И Ру вдруг расхохотался. Он пытался посмотреть на родителей, чтобы понять, говорят ли они серьезно, но мать сжала его челюсть почти так же крепко, как собственную.
— Вы думаете, я бил его потому, что я гомофоб!
Не вопрос. Обвинение.
— А разве не это ты нам говоришь?
— Нет. Я побил его, потому что он гомофоб. Это он обзывает всех, кто ему не нравится, пидорами и «петухами», словно быть геем — это худшее, что он в состоянии придумать. Некоторые ребята действительно геи. Или у них есть родители-геи. Как думаете, что они чувствуют? Я бил его, чтобы он перестал быть такой задницей!
— Не говори «задница», Ру. — Пенн пытался — безуспешно — не выдать голосом облегчения.
— Но твой доклад по истории… — Рози закончила шить и завязала нить узелком, но не завязала с допросом.
— Какой доклад по истории?
— Тот, прошлогодний. Тот, который ты завалил.
— Это было так давно, мама!
— Он был антигейский.
— Нет, не был!
— Он был о проблемах с разрешением ЛГБТ-солдатам служить открыто.
— Да! О проблемах, которые следовало бы решать армии. Об обязанностях, которые они, понимаешь ли, зашоркивают.
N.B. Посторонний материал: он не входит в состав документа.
PR #72, opened 2020-10-13
Fixed the order we import CSS files

Manoj-nathwani:
# Problem
- We lost our custom UNAIDS styles when upgrading to ckan 2.9

image

# Solution
- The order in which the base css file has moved lower down in the htm, so we need to shuffle our custom css imports lower down in the order to overwrite the base css
- This was technically always an issue which wasn't causing any ugly effects, so it went unnoticed 😅  

image

### DIFF
--- a/ckanext/unaids/presets.json
+++ b/ckanext/unaids/presets.json
@@ -28,6 +28,33 @@
         }
     	}
     },{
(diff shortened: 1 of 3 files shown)


tomeksabala (approved):
Nice catch. LGTM.

PR #74, opened 2020-10-14
migrated scripts to webassets

Manoj-nathwani:
# Problem
- As per the [python3 migrate guide](https://github.com/ckan/ckan/wiki/Python-3-migration-guide-for-extensions#web-assets-js-and-css), we need move over to using `webassets.yml` as it has a smarter way of grouping imports of css/js files
- I'll migrate over the scripts sitting in `/fanstatic` directory

# Solution
- Implemented `webassets.yml` and updated all references where we want to import the files


tomeksabala (approved):
LGTM

PR #75, opened 2020-10-15
ADX-417 Autogenerate Data Explorers for geojson files

jonathansberry:
The recline_view creates the "Data Explorer" in ckan that lets you browse, filter and graph data. 

However, changing which files get an autocreated recline view requires a hard code change.  I think i will open up a PR with core ckan to change this to a config change. 

In the meantime I have this pretty neat fix which involves creating a new unaids specific recline view from the same base as the orgiinal recline view.  This unaids recline view can then be edited as desired.  

As this is a plugin shipped by default with ckan core, it can't be overridden by the usual git clone/edit/install route, and the extending the reclineview base works well.

This is linked to https://github.com/fjelltopp/adx_develop/pull/18, and https://github.com/fjelltopp/adx_deploy/pull/52

### DIFF
--- a/ckanext/unaids/plugin.py
+++ b/ckanext/unaids/plugin.py
@@ -15,6 +15,7 @@ from ckanext.unaids.helpers import (
     get_user_obj
 )
 import ckan.plugins.toolkit as toolkit
+from ckanext.reclineview.plugin import ReclineViewBase
 
 log = logging.getLogger(__name__)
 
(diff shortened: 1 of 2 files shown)


ckanext/unaids/plugin.py
```diff
@@ -99,3 +100,32 @@ def get_validators(self):
...
+
+
+class UNAIDSReclineView(ReclineViewBase):
+    '''
+    This override of the recline view plugin allows data explorers to be auto
+    created for geojson files.
+    '''
+
+    def info(self):
+        return {'name': 'unaids_recline_view',
```
jonathansberry, line 112: We have to change this line so the view is uniquely identified and uncoupled fro the original recline view.

tomeksabala (approved):
Looks good. I'll merge it so it gets nightly deployed.

PR #81, opened 2020-11-03
ADX-284 Clean up the new collaborator form.

jonathansberry:
This just touches up a template for the new Collaborators feature.  The feature seems to work well and will be really valuable I think moving forwards.  

There is possible overlap with ckanext-restricted here.  However, adding a collboarator to the package under the role (member) is effectively shorthand for going through adding an individual user to every seperate resource. 

A possible hole in this feature is that it would be nice to add another org as a collaborator so that all users of the orgs can contribute to the dataset.  But something to consider for the mid to long-term future I think.  

Related to: https://github.com/fjelltopp/adx_develop/pull/24


tomeksabala (approved):
LGTM

PR #84, opened 2020-11-10
ADX-460-dataset-cloning

Manoj-nathwani:
# This feature
- [x] Validate a real organization_id has been saved
- [x] UI shows a banner asking the recipient to accept the dataset transfer
- [x] Backend code to make dataset transfer
- [x] Success flash banner on transfer complete 
- [x] Clear UX informing the sender to inform the recipient of the transfer request

# No longer in the scope of this task
- [ ] ~Validate recipient has view-access to the dataset before transfer~
- [ ] ~Email to recipient so they can action the invitation~
- [ ] ~Email to sender to let them know it's been migrated~


Manoj-nathwani:
# Emailing transfer request
- Looks like emailing a notification to the recipient may be pretty complex-
- I'm shelving this for now
- Posting the code here just incase we want to add it later

## Backend (untested)
```
from ckan.lib.base import render_jinja2
import ckan.lib.mailer as mailer

log = logging.getLogger(__name__)

try:
	email_body_context = {
	    'recpipient_name': 'aaaaaaaaa',
	    'recpipient_org_name': 'bbbbbb',
	    'sender_name': 'ccccccc',
	    'dataset_name': 'ddddd',
	    'dataset_url': 'eeeeee'
	}
	email_body = render_jinja2(
	    'emails/dataset_transfer_requested.txt',
	    email_body_context
	)
	mailer.mail_recipient(
	    'Manoj Nathwani',
	    'me@me.com',
	    _('You have been sent a dataset transfer'),
	    email_body
	)
except Exception as e:
	log.warning(('dataset_transfer_requested email: '
	             'Failed to send mail to "{0}": {1}').format(user_id, e))
```

## Email template (untested)
templates/emails/dataset_transfer_requested.txt
```
{% trans %}Dear{% endtrans %} {{ recpipient_name }},

{% trans %}{{ sender_name }}{% endtrans %} {% trans %}would like to transfer the{% endtrans %}{{ dataset_name }} dataset to your organization

{% trans %}Dear{% endtrans %} {{ recpipient_name }}, {% trans %}would like to transfer the{% endtrans %} {{ dataset_name }} {% trans %}to{% endtrans %} {{ recpipient_org_name }}.{% endtrans %}

{% trans %}Please action the transfer request here:{% endtrans %} {{ dataset_url }}
```

Manoj-nathwani:
image

added success flash on completion ✅

ckanext/unaids/blueprints/unaids_dataset_transfer.py
```diff
@@ -0,0 +1,47 @@
...
+    url_prefix=u'/validation'
+)
+
+
+def process_dataset_transfer(dataset_id):
+    dataset = toolkit.get_action('package_show')({}, {'id': dataset_id})
+    toolkit.check_access(
+        'organization_update',
+        {'id': dataset['org_to_allow_transfer_to']}
+    )
```
Manoj-nathwani, line 25: This is important to check

ckanext/unaids/theme/templates/package/read.html
```diff
@@ -3,6 +3,20 @@
 {% set pkg = c.pkg_dict %}
 
 {% block package_description %}
+
+  {% if pkg.org_to_allow_transfer_to %}
+    {% if h.check_access('organization_update', {'id': pkg.org_to_allow_transfer_to }) %}
```
Manoj-nathwani, line 8: This is important to check

Manoj-nathwani: This now needs to be changed to:
```
user_organizations = \
        logic.get_action('organization_list_for_user')\
        ({'user': c.user}, {})
    valid = dataset['org_to_allow_transfer_to'] in [
        str(org['id'])
        for org in user_organizations
        if org['capacity'] in ['admin', 'editor']
    ]
```

Manoj-nathwani: Moved this out into a helper 👍

Manoj-nathwani:
# After sending a transfer request UX...

# What members of the sender’s org will see:

image

# What editors/admins of the recipient org sees

image


# What everyone else sees

image

ckanext/unaids/blueprints/unaids_dataset_transfer.py
```diff
@@ -0,0 +1,54 @@
...
+    url_prefix=u'/validation'
+)
+
+
+def process_dataset_transfer(dataset_id):
+    dataset = toolkit.get_action('package_show')({}, {'id': dataset_id})
+    
+    # validate user can transfer dataset
+    valid = helpers.check_organization_update_access(
+        dataset['org_to_allow_transfer_to']
```
jonathansberry, line 23: Writing our own authorisation logic is fine, but let's register it properly as an auth check and call it with check access. I think you need to do the following (this is broadly correct, but may not be 100% correct): 
 1) Define a function with all your auth logic.  It should take arguments "context" and "data_dict", being dictionaries of the form `{'user': '<user_object>'}` and  `{'org_to_allow_transfer_to': '<org_id>'}` respectively.  The function should return a dict: `{'success': True}` if it passes. 
 2) Make the unaids plugin implement the [IAuthFunctions interface](https://docs.ckan.org/en/2.9/extensions/plugin-interfaces.html#ckan.plugins.interfaces.IAuthFunctions).  This is done at the top of the UNAIDSPlugin class with the line `p.implements(p.IAuthFunctions)`
3) Add the function get_auth_functions to the UNAIDSPlugin class. The function should return a dictionary `{'organization_update_access': <auth fucntion from step 1>}` (A bit like registring a helper or action).
4) Then here in the process_dataset_transfer function you should call ```h.check_access('organization_update_access', {'org_to_allow_transfer_to': dataset['org_to_allow_transfer_to']})```  (h being ckan.lib.helpers)

ckanext/unaids/blueprints/unaids_dataset_transfer.py
```diff
@@ -0,0 +1,54 @@
...
+        'owner_org': dataset['org_to_allow_transfer_to'],
+        'org_to_allow_transfer_to': ''
+    })
+    toolkit.get_action('package_update')({
+        'model': model,
+        'session': model.Session,
+        'ignore_auth': True
+    }, dataset)
+
+    # return success
```
jonathansberry, line 39: Do these comments add much?  I'd probably either remove them, or make sure they say something about "why" rather than "what".

ckanext/unaids/blueprints/unaids_dataset_transfer.py
```diff
@@ -0,0 +1,54 @@
...
+    dataset = toolkit.get_action('package_show')({}, {'id': dataset_id})
+    
+    # validate user can transfer dataset
+    valid = helpers.check_organization_update_access(
+        dataset['org_to_allow_transfer_to']
+    )
+    if not valid:
+        return base.abort(403, _(u'You cannot carry out this action'))
+
+    # update dataset
```
jonathansberry, line 28: Do these comments add much? I'd probably either remove them, or make sure they say something about "why" rather than "what".

ckanext/unaids/helpers.py
```diff
@@ -82,3 +83,15 @@ def get_user_obj(field=""):
     Returns an attribute of the user object, or returns the whole user object.
     """
     return getattr(g.userobj, field, g.userobj)
+
+
+def check_organization_update_access(organization_id):
```
jonathansberry, line 88: Registering an tuh function similar to registering a helper once you have implement IAuthFunctions.  We should probably register properly as an auth function as mentioned above.

ckanext/unaids/tests/test_dataset_transfer.py
```diff
@@ -0,0 +1,66 @@
...
+        )
+
+        # user_1 and user_3 should not be able to accept
+        # the transfer as they are not members of org_2
+        for user in [user_1, user_3]:
+            response = app.get(
+                url=transfer_dataset_url,
+                extra_environ={'REMOTE_USER': user['name']},
+                status=403 # expect forbidden error
+            )
```
jonathansberry, line 50: So are actually asserting here that a 403 is raised?  Could be good to do this using more standardised pytest syntax: 
```suggestion
        from werkzeug.exceptions import Forbidden
        with pytest.raises(Forbidden):
            response = app.get( 
                url=transfer_dataset_url,
￼                extra_environ={'REMOTE_USER': user['name']}
            )
```

jonathansberry: Import the exception at the top of the file obviously.

ckanext/unaids/tests/test_dataset_transfer.py
```diff
@@ -0,0 +1,66 @@
...
+        )
+
+        # confirm dataset was moved to org_2
+        result = helpers.call_action(
+            'package_show',
+            id=dataset['id'],
+            context={'user': user_2['name']},
+        )
+        assert result['owner_org'] == org_2['id']
+        assert not result['org_to_allow_transfer_to']
```
jonathansberry, line 66: This is a great integration test.  I'd suggest writing a quick unit test for your validator and your auth function as well.  These should be dead simple in comparison because you just call the function directly with prepared dictionary values. There is no need to use the DB and try to call complicated flask end points with contexts etc...

ckanext/unaids/theme/templates/package/read.html
```diff
@@ -3,6 +3,25 @@
 {% set pkg = c.pkg_dict %}
 
 {% block package_description %}
+
+  {% if pkg.org_to_allow_transfer_to %}
+    <div class="alert alert-info" style="margin-top: -10px;">
+      {% if h.check_organization_update_access(pkg.org_to_allow_transfer_to) %}
```
jonathansberry, line 9: Your new auth function can be called properly with `h.check_access('organisation_editor`, {'org_id': pkg.org_to_allow_transfer_to})` I think.

ckanext/unaids/theme/templates/package/read.html
```diff
@@ -3,6 +3,25 @@
...
+        <p>{{ pkg.organization.title + _(' would like to transfer this dataset to your organisation') }}</p>
+        <br>
+        <a class="btn btn-default" href="{{ url_for('unaids_dataset_transfer.process_dataset_transfer', dataset_id=pkg.id) }}">
+          <i class="fa fa-refresh"></i>
+          <span> {{ _('Transfer dataset to ') +  h.get_organization(pkg.org_to_allow_transfer_to).display_name }}</span>
+        </a>
+      {% elif h.check_organization_update_access(pkg.owner_org) %}
```
jonathansberry, line 16: Your new auth function can be called properly with `h.check_access('organisation_editor`, {'org_id': pkg.owner_org})` I think.

jonathansberry (changes requested):
Fantastic work manoj. Really nearly there.  There are three main things I'm proposing:
- Register your own proper auth function for checking organisation access. Rather than doing it in a template helper. 
- A simple unit test for your auth function.  No need to be using factories or apps or dbs here.  Just call it directly with some good and bad hard coded dictionaries and check behaviour proceeds as expected. This way we'll clearly catch if something breaks expected behaviour in the future. 
- Likewise a simple unit test for your validator.

ckanext/unaids/blueprints/unaids_dataset_transfer.py
Manoj-nathwani: Great feedback. This is now done ✅

ckanext/unaids/tests/test_dataset_transfer.py
Manoj-nathwani: I copied this style of writing the test off another test elsewhere.
When expecting a 200 status I get an `AssertionError` rather than `Forbidden` which is equally as informative

```
for user in [user_1, user_3]:
    with pytest.raises(AssertionError):
        app.get(
            url=transfer_dataset_url,
            extra_environ={"REMOTE_USER": user["name"]},
            status=200,  # should return a 403
        )
```

It feels like sticking with my original `status=403 # expect forbidden error` code is more descriptive.
What do you think?

ckanext/unaids/auth.py
```diff
@@ -0,0 +1,21 @@
+# coding: utf
+import ckan.logic as logic
+
+
+def organization_update_access(context, data_dict=None):
```
jonathansberry, line 5: :ok_hand: :+1:

ckanext/unaids/theme/templates/package/read.html
```diff
@@ -6,14 +6,14 @@
 
   {% if pkg.org_to_allow_transfer_to %}
     <div class="alert alert-info" style="margin-top: -10px;">
-      {% if h.check_organization_update_access(pkg.org_to_allow_transfer_to) %}
+      {% if h.check_access('organization_update', {'id': pkg.org_to_allow_transfer_to}) %}
```
jonathansberry, line 9:
```suggestion
      {% if h.check_access('unaids_organization_update', {'id': pkg.org_to_allow_transfer_to}) %}
```

ckanext/unaids/theme/templates/package/read.html
```diff
@@ -6,14 +6,14 @@
...
         <p>{{ pkg.organization.title + _(' would like to transfer this dataset to your organisation') }}</p>
         <br>
         <a class="btn btn-default" href="{{ url_for('unaids_dataset_transfer.process_dataset_transfer', dataset_id=pkg.id) }}">
           <i class="fa fa-refresh"></i>
           <span> {{ _('Transfer dataset to ') +  h.get_organization(pkg.org_to_allow_transfer_to).display_name }}</span>
         </a>
-      {% elif h.check_organization_update_access(pkg.owner_org) %}
+      {% elif h.check_access('organization_update', {'id': pkg.owner_org}) %}
```
jonathansberry, line 16: As above...
```suggestion
      {% elif h.check_access('unaids_organization_update', {'id': pkg.owner_org}) %}
```

jonathansberry (changes requested):
Yeah great.  I'm just worried about there being an "organization_update" function specified somewhere else.  We don't want to unknowingly override it's behaviour in parts of the system. Suggestion is to rename to "unaids_organization_update".  Also, with a proper check access function registered, we can simplify the blueprint code a bit.

ckanext/unaids/tests/test_dataset_transfer.py
jonathansberry: I'd probably do...

Manoj-nathwani:
> Yeah great. I'm just worried about there being an "organization_update" function specified somewhere else. We don't want to unknowingly override it's behaviour in parts of the system. Suggestion is to rename to "unaids_organization_update". Also, with a proper check access function registered, we can simplify the blueprint code a bit.

yes! I was going to mention this. It feels like i'm reimplementing something which already exists however doesn't function as described. So it may be worth checking other features to make sure it's not broken as I could never get the `check_access` of `organization_update` to work

jonathansberry:
@Manoj-nathwani I've moved things around and added two stub tests, one for the validator and one for the authorize function.  They simply pass at the moment, but you'll want to devise some reasonable way of testing that they don't break for bad input, and pass for a few types of good input...

Manoj-nathwani:
```
============================= test session starts ==============================
platform linux2 -- Python 2.7.13, pytest-4.6.5, py-1.9.0, pluggy-0.13.1
rootdir: /usr/lib/adx/ckanext-unaids
plugins: ckan-0.0.12, pyfakefs-3.2, cov-2.7.1, freezegun-0.4.1, rerunfailures-8.0, split-tests-1.0.9
collected 7 items

../../../../adx/ckanext-unaids/ckanext/unaids/tests/test_actions.py ..   [ 28%]
../../../../adx/ckanext-unaids/ckanext/unaids/tests/test_auth.py ..      [ 57%]
../../../../adx/ckanext-unaids/ckanext/unaids/tests/test_dataset_transfer.py . [ 71%]
                                                                         [ 71%]
../../../../adx/ckanext-unaids/ckanext/unaids/tests/test_plugin.py .     [ 85%]
../../../../adx/ckanext-unaids/ckanext/unaids/tests/test_validators.py . [100%]

==================== 7 passed, 169 warnings in 9.25 seconds ====================
```
Tests pass too ✅

jonathansberry (approved):

PR #87, opened 2020-11-16
Adx 506 webassets config

tomeksabala:
I have bundled all of unaids specific js files into a single webassets entry.
Also I've configured a dependency on core CKAN js so our js code is loaded in the right order (that's the primary reason why download all wasn't working before).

— Зашоркивают? — переспросил Пенн.
— Ну да. Заметают под ковер, откладывают, пока не будут готовы с ними разбираться.
— А, понял, — кивнул Пенн.
— Но этот дурацкий голос за кадром, — Рози спародировала пародию Ру на трейлер к фильму: — «„Зеленые береты“ — это „зеленые береты“. Геям в армии не место».
— Именно, — отозвался Ру. — «Беретам» следовало бы быть радужными, но это совершенно не так. Геям следовало чувствовать, что для них есть место в армии, но они этого не чувствуют. Армия не может просто взять изменить правила и думать, что дело сделано, проблема решена. Вот что демонстрировало это видео! Вот почему есть насилие и злоупотребление. Они должны изменить правила и помочь каждому сделать так, чтобы правила заработали.
Пенн испытал такое облегчение, что у него закружилась голова. Сын не был шовинистом. У Ру была умная, тонкая, важная идея. Если не считать рваной раны в голове, это были очень хорошие новости.